##### Given records

PR #974, opened 2022-12-23
storage: add new backend `HttpProxy`

loheagn:
This pr adds a new storage backend `HttpProxy` which can access blobs through a http proxy server.

The http proxy server can be local (using unix socket) or remote (using `https://` or using `http://`).

`HttpProxy` uses two API endpoints to access the blobs:
- `HEAD /path/to/blobs` to get the blob size
- `GET /path/to/blobs` to read the blob

The http proxy server should respect [the `Range` header](https://www.rfc-editor.org/rfc/rfc9110.html#name-range) to compute the offset and length of the blob.

The example config files for this new backend may be:

```jsonc
// for remote usage
{
  "backend": {
    "type": "http-proxy",
    "config": {
      "addr": "http://127.0.0.1:9977",
      "path": "/namespace/<repo>/blobs"
    }
  }
}
```

or

```jsonc
// for local unix socket
{
  "backend": {
    "type": "http-proxy",
    "config": {
      "addr": "/path/to/unix/socket/file"
    }
  }
}
```

There is also a test in `http_proxy.rs` to make sure `HttpProxy` works well, which setups a simple http server and generates a `HttpProxy` backend to get contents from the server.

Signed-off-by: Nan Li <loheagn@icloud.com>

### DIFF
--- a/api/src/config.rs
+++ b/api/src/config.rs
@@ -238,6 +238,8 @@ pub struct BackendConfigV2 {
     pub s3: Option<S3Config>,
     /// Configuration for container registry backend.
     pub registry: Option<RegistryConfig>,
+    /// Configuration for local http proxy.
+    pub http_proxy: Option<HttpProxyConfig>,
 }
 
 impl BackendConfigV2 {
@@ -271,6 +273,28 @@ impl BackendConfigV2 {
             "registry" => match self.registry.as_ref() {
                 Some(v) => {
                     if v.host.is_empty() || v.repo.is_empty() {
+                        return false;
+                    }
+                }
+                None => return false,
+            },
+
+            "http-proxy" => match self.http_proxy.as_ref() {
+                Some(v) => {
+                    let is_valid_unix_socket_path = |path: &str| {
+                        let path = Path::new(path);
+                        path.is_absolute() && path.exists()
+                    };
+                    if v.addr.is_empty()
+                        || !(v.addr.starts_with("http://")
+                            || v.addr.starts_with("https://")
+                            || is_valid_unix_socket_path(&v.addr))
+                    {
+                        return false;
+                    }
+
+                    // check if v.path is valid url path format
+                    if Path::new(&v.path).join("any_blob_id").to_str().is_none() {
                         return false;
                     }
                 }
@@ -323,6 +347,17 @@ impl BackendConfigV2 {
             self.registry
                 .as_ref()
                 .ok_or_else(|| einval!("no configuration information for registry"))
+        }
+    }
+
+    /// Get configuration information for http proxy
+    pub fn get_http_proxy_config(&self) -> Result<&HttpProxyConfig> {
+        if &self.backend_type != "http-proxy" {
+            Err(einval!("backend type is not 'http-proxy'"))
+        } else {
+            self.http_proxy
+                .as_ref()
+                .ok_or_else(|| einval!("no configuration information for http-proxy"))
         }
     }
 }
@@ -407,6 +442,35 @@ pub struct S3Config {
     /// S3 secret
     #[serde(default)]
     pub access_key_secret: String,
+    /// Skip SSL certificate validation for HTTPS scheme.
+    #[serde(default)]
+    pub skip_verify: bool,
+    /// Drop the read request once http request timeout, in seconds.
+    #[serde(default = "default_http_timeout")]
+    pub timeout: u32,
+    /// Drop the read request once http connection timeout, in seconds.
+    #[serde(default = "default_http_timeout")]
+    pub connect_timeout: u32,
+    /// Retry count when read request failed.
+    #[serde(default)]
+    pub retry_limit: u8,
+    /// Enable HTTP proxy for the read request.
+    #[serde(default)]
+    pub proxy: ProxyConfig,
+    /// Enable mirrors for the read request.
+    #[serde(default)]
+    pub mirrors: Vec<MirrorConfig>,
+}
+
+/// Http proxy configuration information to access blobs.
+#[derive(Clone, Debug, Default, Deserialize, Eq, PartialEq, Serialize)]
+pub struct HttpProxyConfig {
+    /// Address of http proxy server, like `http://xxx.xxx` or `https://xxx.xxx` or `/path/to/unix.sock`.
+    pub addr: String,
+    /// Path to access the blobs, like `/<_namespace>/<_repo>/blobs`.
+    /// If the http proxy server is over unix socket, this field will be ignored.
+    #[serde(default)]
+    pub path: String,
     /// Skip SSL certificate validation for HTTPS scheme.
     #[serde(default)]
     pub skip_verify: bool,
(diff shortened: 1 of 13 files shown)


imeoer:
Thanks @loheagn for the contribution, it can make `nydus-image unpack` faster!

My suggestion is that maybe we should implement the content store backend with HTTP over unix domain socket instead of TCP, which is simpler and requires only implementing two distribution APIs:

- `HEAD` blob size;
- `GET` blob data (HTTP range get);

It's very like `contrib/nydus-backend-proxy` server (it receives HTTP requests and proxy to a local blob directory).

api/src/config.rs
```diff
@@ -427,6 +441,14 @@ pub struct S3Config {
     pub mirrors: Vec<MirrorConfig>,
 }
 
+/// ContentProxyProxy configuration information to access blobs.
+#[derive(Clone, Debug, Default, Deserialize, Eq, PartialEq, Serialize)]
+pub struct LocalHttpProxyConfig {
```
jiangliu, line 446: How about `LocalUdsConfig`?
We can define an APIs to retrieve blobs from Unix domain socket, no matter it's containerd content store or something else.

jiangliu: Or `ContainerdContentStoreProxy`? @imeoer

loheagn: But this backend driver only support http protocol now. I think `LocalHttpProxy` may be better.

imeoer: It's ok for me if using `LocalHttpProxy`, maybe we can merge the feature with [nydus-backend-proxy](https://github.com/dragonflyoss/image-service/tree/master/contrib/nydus-backend-proxy) (not in this PR)? So that we can use `LocalHttpProxy` to request an HTTP server that can proxy to local blob directory/containerd content store.

api/src/config.rs
```diff
@@ -427,6 +441,14 @@ pub struct S3Config {
...
+    pub socket_path: String,
```
imeoer, line 447: Maybe we can name it `addr`? so that we can support `http://`.

storage/Cargo.toml
```diff
@@ -16,6 +16,8 @@ hex = "0.4.3"
 hmac = { version = "0.12.1", optional = true }
 http = { version = "0.2.8", optional = true }
 httpdate = { version = "1.0", optional = true }
+hyper = {version = "0.14.11", optional =  true}
```
imeoer, line 19: Is this necessary? Is `reqwest` haven't supported unix domain socket?

storage/src/backend/http_proxy.rs
```diff
@@ -0,0 +1,541 @@
...
+                    .map_err(|e| HttpProxyError::ReadResponseBody(e).into())
+                    .map(|bytes| bytes.to_vec()),
+                Err(e) => Err(e),
+            }
+        })
+    }
+}
+
+impl BlobReader for HttpProxyReader {
+    // Note! If the blob is compressed, the function will always return 0
```
imeoer, line 195: Is this comment useful?

storage/Cargo.toml
loheagn: Yes. `reqwest` has not supported unix socket yet. The issue https://github.com/seanmonstar/reqwest/issues/39 is still open.

api/src/config.rs
```diff
@@ -427,6 +462,34 @@ pub struct S3Config {
     pub mirrors: Vec<MirrorConfig>,
 }
 
+/// Http proxy configuration information to access blobs.
+#[derive(Clone, Debug, Default, Deserialize, Eq, PartialEq, Serialize)]
+pub struct HttpProxyConfig {
+    /// Address of http proxy server, like `http://xxx.xxx` or `https://xxx.xxx` or `path/to/unix.sock`.
```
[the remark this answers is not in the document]
loheagn: Yes. If the user chooses to use unix socket, the `addr` should be a unix path 
string like `/path/to/unix.sock`. The whole backend config may be like:

```json
{
  "backend": {
    "type": "http-proxy",
    "config": {
      "addr": "/path/to/unix/socket/file"
    }
  }
}
```

api/src/config.rs
```diff
@@ -325,6 +349,17 @@ impl BackendConfigV2 {
                 .ok_or_else(|| einval!("no configuration information for registry"))
         }
     }
+
+    /// Get configuration information for http proxy
+    pub fn get_http_proxy_config(&self) -> Result<&HttpProxyConfig> {
+        if &self.backend_type != "http-proxy" {
```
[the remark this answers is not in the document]
loheagn: I think both are ok. But for some personal reasons, I prefer `http-proxy`.

storage/src/backend/http_proxy.rs
```diff
@@ -0,0 +1,541 @@
+// Copyright 2022 Ant Group. All rights reserved.
```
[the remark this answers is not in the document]
loheagn: OK.

storage/src/backend/http_proxy.rs
loheagn: Yes, it's useful. If the blobs are comporessed, we cannnot get the real blob size before we complete the stream reading.

Here is an example in nydus-snapshotter https://github.com/containerd/nydus-snapshotter/blob/3d37ee2f6834ca1626abcd69063f96e1d69d397f/pkg/converter/convert_unix.go#L233.

api/src/config.rs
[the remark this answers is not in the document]
imeoer: Okay, let's update the comment

api/src/config.rs
```diff
@@ -276,6 +278,28 @@ impl BackendConfigV2 {
                 }
                 None => return false,
             },
+
+            "http_proxy" => match self.http_proxy.as_ref() {
```
imeoer, line 282: Can we update to `http-proxy`?

loheagn: Oh, my bad...

imeoer:
Please also add SOB for the commits.

imeoer:
Hi @loheagn, Could also update the doc in [here](https://github.com/dragonflyoss/image-service/blob/master/docs/nydusd.md#use-different-storage-backends)? Thanks!

loheagn:
> Hi @loheagn, Could also update the doc in [here](https://github.com/dragonflyoss/image-service/blob/master/docs/nydusd.md#use-different-storage-backends)? Thanks!

No problem. The docs were updated.

docs/nydusd.md
```diff
@@ -293,6 +293,51 @@ Currently, the mirror mode is only tested in the registry backend, and in theory
...
+      }
+    }
+  }
+}
+```
+
+or
+
+```
+// for remote usage
```
imeoer, line 326: Should be `for local usage` here.

loheagn: fixed :)

changweige:
need rebase to master since anolis test script is updated

imeoer (approved):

##########

Starting at the line that contains "loheagn: Oh, my bad...", write out every line through the end of the entries, exactly and with nothing added.

• **Answer section**:
loheagn: Oh, my bad...

imeoer:
Please also add SOB for the commits.

imeoer:
Hi @loheagn, Could also update the doc in [here](https://github.com/dragonflyoss/image-service/blob/master/docs/nydusd.md#use-different-storage-backends)? Thanks!

loheagn:
> Hi @loheagn, Could also update the doc in [here](https://github.com/dragonflyoss/image-service/blob/master/docs/nydusd.md#use-different-storage-backends)? Thanks!

No problem. The docs were updated.

docs/nydusd.md
```diff
@@ -293,6 +293,51 @@ Currently, the mirror mode is only tested in the registry backend, and in theory
...
+      }
+    }
+  }
+}
+```
+
+or
+
+```
+// for remote usage
```
imeoer, line 326: Should be `for local usage` here.

loheagn: fixed :)

changweige:
need rebase to master since anolis test script is updated

imeoer (approved):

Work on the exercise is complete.